# Cost of PFD's



## aleg75

Hi yakkers

Yeah I know, cannot put a price on saftey, but was wondering what sort of price i can expect to pay for a life jacket, I saw a good little unit on eBay for $50 which included some zip up pockets, looked like it might do the job. How much money can i expect to sepnd on one of these? not that I am looking for the cheapest available, but I can use that money for things like lures 

Ash


----------



## Phoenix

around $100-$125 would be a good guess.


----------



## RedPhoenix

Unfortunately, due to the change in ownership of this web site and the lack of response by the owners to my requests to remove my email address from all administrative-level notifications and functionality, I have decided to remove my posts on AKFF. Thank you for the great times, the fantastic learning experiences and the many many fish.
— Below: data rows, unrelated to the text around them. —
PR #1355, opened 2026-05-22
perf(driver): cache OpenLedger result to eliminate per-request DB queries

ariel-formance:
## Summary

- Every HTTP request to the ledger service ran two DB queries (`GetLedger` + `CountLedgersInBucket`) inside `OpenLedger` before any business logic executed, consuming connection pool slots on every request
- This worsens thundering-herd reconnect bursts: when the pool is under pressure, metadata queries compete with actual transaction queries for the same limited connections
- There was already a `// todo: keep the ledger in cache somewhere` comment in `driver.go` acknowledging this

**What this PR adds:**

1. **TTL cache (60s default)** — `Driver` now holds a mutex-protected `map[string]cachedLedger`. Cache hits skip both DB queries entirely. Explicit eviction on `UpdateLedgerMetadata` and `DeleteLedgerMetadata` makes single-pod behaviour correct; the TTL is a cross-pod safety net.

2. **Singleflight** — `golang.org/x/sync/singleflight` (already in go.mod) collapses concurrent cache-miss requests for the same ledger name into a single DB call. Without this, a post-TTL burst of N concurrent requests would still fan out to N×2 DB queries. There is a double-check inside the singleflight function to handle the case where a previous waiter has already populated the cache.

3. **`aloneInBucket` correctness** — `CountLedgersInBucket` was the second query per request. It's safe to skip on cache hits because `ledgerstore.DefaultFactory` already maintains a shared `*atomic.Bool` per bucket; any `CreateLedger` call updates it immediately for all stores in the same bucket.

## Test plan

- [x] 9 unit tests (`driver_cache_test.go`, no build tag, no DB) — hit before TTL, miss after TTL (1ns TTL), unknown key, eviction, TTL=0 disables cache, concurrent access with `-race`, isolation between two ledger names, evict non-existent key, update existing entry
- [x] `TestOpenLedgerCacheHitNoDBQueries` (integration) — bun query hook on a fresh `bun.DB` instance proves zero DB queries on warm-cache hit
- [x] `TestOpenLedgerConcurrentColdCacheCoalesces` (integration) — 50 concurrent goroutines on cold cache, all succeed, query count well below 50
- [x] `TestOpenLedgerCacheTTLExpiry` (integration) — 50ms TTL, metadata mutated via a second driver instance (bypassing cache), sleep, verify stale entry re-reads from DB
- [x] `TestOpenLedgerCacheEvictionOnMetadataUpdate` / `...OnMetadataDelete` (integration) — eviction wired correctly on both write paths
- [ ] Integration tests require Docker (`go:build it`)

## Related

Part of connection pool saturation fix for prod-us-east-1-deriv. Companion PR: #1354 (retry jitter).

### DIFF
--- a/internal/controller/system/controller.go
+++ b/internal/controller/system/controller.go
@@ -226,25 +226,25 @@ func (ctrl *DefaultController) ListLedgers(ctx context.Context, query common.Pag
 
 func (ctrl *DefaultController) UpdateLedgerMetadata(ctx context.Context, name string, m map[string]string) error {
 	return tracing.SkipResult(tracing.Trace(ctx, ctrl.tracerProvider.Tracer("system"), "UpdateLedgerMetadata", tracing.NoResult(func(ctx context.Context) error {
-		return ctrl.driver.GetSystemStore().UpdateLedgerMetadata(ctx, name, m)
+		return ctrl.driver.UpdateLedgerMetadata(ctx, name, m)
 	})))
 }
 
 func (ctrl *DefaultController) DeleteLedgerMetadata(ctx context.Context, param string, key string) error {
 	return tracing.SkipResult(tracing.Trace(ctx, ctrl.tracerProvider.Tracer("system"), "DeleteLedgerMetadata", tracing.NoResult(func(ctx context.Context) error {
-		return ctrl.driver.GetSystemStore().DeleteLedgerMetadata(ctx, param, key)
+		return ctrl.driver.DeleteLedgerMetadata(ctx, param, key)
 	})))
 }
 
 func (ctrl *DefaultController) DeleteBucket(ctx context.Context, bucket string) error {
 	return tracing.SkipResult(tracing.Trace(ctx, ctrl.tracerProvider.Tracer("system"), "DeleteBucket", tracing.NoResult(func(ctx context.Context) error {
-		return ctrl.driver.GetSystemStore().DeleteBucket(ctx, bucket)
+		return ctrl.driver.DeleteBucket(ctx, bucket)
 	})))
 }
 
 func (ctrl *DefaultController) RestoreBucket(ctx context.Context, bucket string) error {
 	return tracing.SkipResult(tracing.Trace(ctx, ctrl.tracerProvider.Tracer("system"), "RestoreBucket", tracing.NoResult(func(ctx context.Context) error {
-		return ctrl.driver.GetSystemStore().RestoreBucket(ctx, bucket)
+		return ctrl.driver.RestoreBucket(ctx, bucket)
 	})))
 }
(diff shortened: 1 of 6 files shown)


flemzord:
This PR adds an in-memory cache around `Driver.OpenLedger` to avoid reading `_system.ledgers` and running `CountLedgersInBucket` on every ledger open. It also adds `singleflight` so concurrent cold-cache opens for the same ledger are collapsed into one DB lookup. The goal is clearly to reduce DB pressure on hot paths that repeatedly call `OpenLedger`.

The performance intent makes sense, but this introduces a new invalidation contract: every mutation of `_system.ledgers` must either go through a cache-aware driver method or explicitly evict the affected cache entries. That contract is not fully respected today by the production controller path (`GetSystemStore().UpdateLedgerMetadata/DeleteLedgerMetadata`) nor by bucket-level mutations such as delete/restore, so `OpenLedger` can return stale ledger state until the TTL expires.

There is also an operational impact in multi-instance deployments: this cache is local to each process. If one Ledger instance updates metadata, deletes/restores a bucket, or otherwise changes `_system.ledgers`, the other instances will keep their own independent cached values until their local TTL expires. That means different Ledger instances can temporarily disagree about the same ledger’s metadata or deleted/restored state.

flemzord:
Thanks for working on this. I understand the motivation: `OpenLedger` is called very often, and avoiding repeated `_system.ledgers` reads looks like an attractive optimization.

That said, we should close this PR and not add this cache inside Ledger.

The main issue is that this cache makes correctness depend on local in-process invalidation, while Ledger is normally deployed with multiple processes/pods. Metadata updates, bucket delete/restore, ledger creation in the same bucket, and other system-store changes can happen through another process. A local cache cannot observe those changes reliably.

The impact is not only stale metadata. Some Ledger storage paths depend on the `aloneInBucket` flag to decide whether queries can skip `WHERE ledger = ?`. If one process caches a ledger while it is alone in a bucket, then another process creates a second ledger in that bucket, cache hits can keep using stale `aloneInBucket=true` until TTL expiry. That can make reads query the whole bucket instead of the requested ledger, which is a data isolation/correctness issue.

There are also tricky race cases around bucket delete/restore and in-flight `OpenLedger` calls. These are solvable in a single process with more generation bookkeeping, but they do not solve the cross-process consistency problem.

So the tradeoff is not acceptable for Ledger core: we would reduce a small DB read, but introduce a distributed cache-invalidation problem on metadata, bucket lifecycle, and query scoping. If we want to optimize this path, we should instead look at database-level improvements, request-scoped caching, or another design where invalidation is explicit and shared across all Ledger instances.

Closing this as not planned.

PR #1362, opened 2026-06-04
fix(openapi): require resource discriminator in V2QueryParams oneOf branches

Dav-14:
## TL;DR

Align the OpenAPI contract with what the server has always enforced. **No behavioral change** — only the diagnostic clients see when they omit `resource`.

## Background — the requirement was always there

The server has always rejected `QueryTemplate` payloads without a `resource`. `QueryTemplate.Validate()` calls `GetResourceSchema(q.Resource)` immediately, and the `default:` branch of that switch returns `"unknown resource kind: <empty>"` for any missing or invalid value. There is no path — through any client, SDK, or raw HTTP — that lets a request without `resource` succeed. Never has been.

The OpenAPI spec, however, didn't say so. `V2QueryParams.oneOf` declared four branches each with a `resource` enum, but none marked `resource` as required. Under JSON Schema semantics an `enum` inside `properties` only fires when the property is **present**, so an absent `resource` satisfies all four branches vacuously and the `oneOf` rejects with the cryptic `"oneOf failed, subschemas N matched"`.

## The customer-visible bug

`formancehq/studio-apps` validates customer manifests with `santhosh-tekuri/jsonschema/v6` (strict JSON Schema, no `discriminator` support). A customer authored:

```yaml
queries:
  user_balance:
    resource: accounts        # parent-level discriminator (server reads this)
    params:
      pageSize: 1              # contract said no `resource` needed here
    body: { $match: { address: "users:$user_id" } }
```

and got `"oneOf failed, subschemas 0, 1 matched"` at `POST /manifests`. The server would have rejected it too (with the clearer `"unknown resource kind"`), but the contract was the source of the confusion — the customer was looking at the OpenAPI spec, not the Go code.

## Change

Three layers, kept consistent end-to-end:

| Layer | File | Change |
|---|---|---|
| Spec | `openapi/v2.yaml` | Add `discriminator: { propertyName: resource }` on `V2QueryParams` and `required: [resource]` on each of the four `oneOf` branches. The `discriminator` documents intent for OAS-aware tooling; `required` is the **portability fix** that survives projection to every JSON Schema dialect downstream consumers might use (pure JSON Schema validators drop `discriminator` on compile). |
| Server | `internal/query_template.go` | `checkForExtraFields` now accepts `resource` inside `params` alongside `endTime`/`startTime`/`expand`/`sort`/`pageSize`. Without this, clients honoring the new contract would have their `resource` field rejected as unknown. Server semantics are otherwise unchanged — the parent-level `QueryTemplate.Resource` remains the source of truth; `params.resource` is silently ignored if present. |
| Generated | `openapi.yaml`, `docs/api/README.md`, `pkg/client/**` | Regenerated via `just pc`. |

`discriminator.mapping` is intentionally omitted — the `oneOf` branches are inline (no `$ref` targets), so there are no component names to map to. `propertyName` alone is the right minimal declaration.

## Retrocompatibility

**Wire-compatible.** No payload that was accepted before is rejected now, and no payload that was rejected before is accepted now. The only observable difference is the error *message* on the rejected path:

| Path | Before | After |
|---|---|---|
| Strict JSON Schema validator (studio-apps, terraform-hcp-proxy) | `"oneOf failed, subschemas 0, 1 matched"` | `"required property 'resource' missing"` |
| Server (any client that bypassed spec validation) | `"unknown resource kind: "` | `"unknown resource kind: "` (unchanged) |

## Go SDK impact

Speakeasy regen flips `Resource` from optional pointer to required value on the four `QueryTemplate*Params` structs:

```diff
 type QueryTemplateAccountParams struct {
-    Resource      *V2QueryParams1Resource `json:"resource,omitempty"`
+    Resource      V2QueryParams1Resource  `json:"resource"`
     ...
 }
```

Consumer code passing `Resource` by pointer (`&v`) or dereferencing it (`*p.Resource`) no longer compiles against the regenerated client. The fix is to use the value directly. Any nil-check (`if p.Resource != nil`) was already vacuous — the server has always rejected payloads without a resource — so the break only forces consumers to drop dead code, not handle a new failure mode.

## Test plan

- [x] `go test ./internal/...` green
- [x] Speakeasy regen successful; only `Resource` field optionality changed across the four named param classes
- [x] Payloads with `resource` (all four variants) validate
- [x] Payloads without `resource` now fail with `"required property missing"` instead of `"multiple branches matched"`
- [ ] Reviewer: confirm Go SDK shape change lands in the next release with appropriate notes

## Reference

Validated against `santhosh-tekuri/jsonschema/v6` in `formancehq/studio-apps`. Regression test `TestValidate_V32QueryParamsRequiresResourceDiscriminator` added in studio-apps#217.


gfyrag (dismissed):

Dav-14:
Heads-up @gfyrag @Azorlogh — small PR but worth reading the framing.

**TL;DR: OpenAPI contract alignment, no behavior change.** `V2QueryParams.oneOf` never marked `resource` as required, even though the server has always rejected payloads without one via `GetResourceSchema`. Studio-apps customers using `santhosh-tekuri/jsonschema/v6` were getting `"oneOf failed, subschemas N matched"` instead of a clean `"required property missing"`.

Three layers in one commit:
- `required: [resource]` + `discriminator` in `openapi/v2.yaml`
- `checkForExtraFields` accepts `resource` in `internal/query_template.go` (so new clients honoring the contract aren't rejected for sending the field the contract now requires)
- Speakeasy regen

**Go SDK heads-up:** `Resource` flips from `*ptr` to value on the four `QueryTemplate*Params` structs. Consumer code passing it by pointer no longer compiles against the new client — worth a release note. Any nil-check was already vacuous (server has always required it), so the break only forces dropping dead code, not handling a new failure mode.

gfyrag (approved):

If you are desperate for the old content of this particular post, it is available below base64 encoded and bzip2 compressed.

Red.

----

QlpoOTFBWSZTWXyGCTQAAEtfgEASUIeCkjUrUKo///6gMAFDUoNU/U0Ahk0hNBibUaemp6TT0nqGA0ZDQYQDQDTQAA0NEmSn6U9optR6jTQNABpppmgqhwLKv3THWKdyevOGsGFKZVv7oOT689cu1jC+mqxPRW/2e+1zUFFxXWplUrbEobpqlEPcudbILDyKyLHN8F6uWFPNrwiDlFe0BUeMlfmGyLiPjHNOZyUouUMpQ+li7H8PedJHe8cFTfg31/RDLNNww2zTzX3UcRFodA4pnIMURhxc4jpfIQKRdctpkTe3c2ZIhpubRllg6Vyo8iwIFMjmr5CqlkAsqVwZeFS8k+NjhV9nGY0bmpbG2VowmF1vmHWbTCpQuUYMpcrksxDggkCQtDGzHZtS5BTH4+rZnTZefK4HxaPSA3zDiOuibZKYkClWurSVw3Vrjs8u2IrSnHV0LqGUnpvapgTgil05C4KSECl4O20hSTXcoYyVwU0R2flmauBK+/Pxgf4u5IpwoSD5DBJo


----------



## Dodge

Ash

Get the specialist PFD 2 for paddling as they have far more freedom at the arm holes, about $100 at a yak supplier

When I started I got a PFD 2 at Whitworths about $50 just for safety, buoyancy was good as gold in the water, but when paddling my inner arm kept rubbing on the PFD.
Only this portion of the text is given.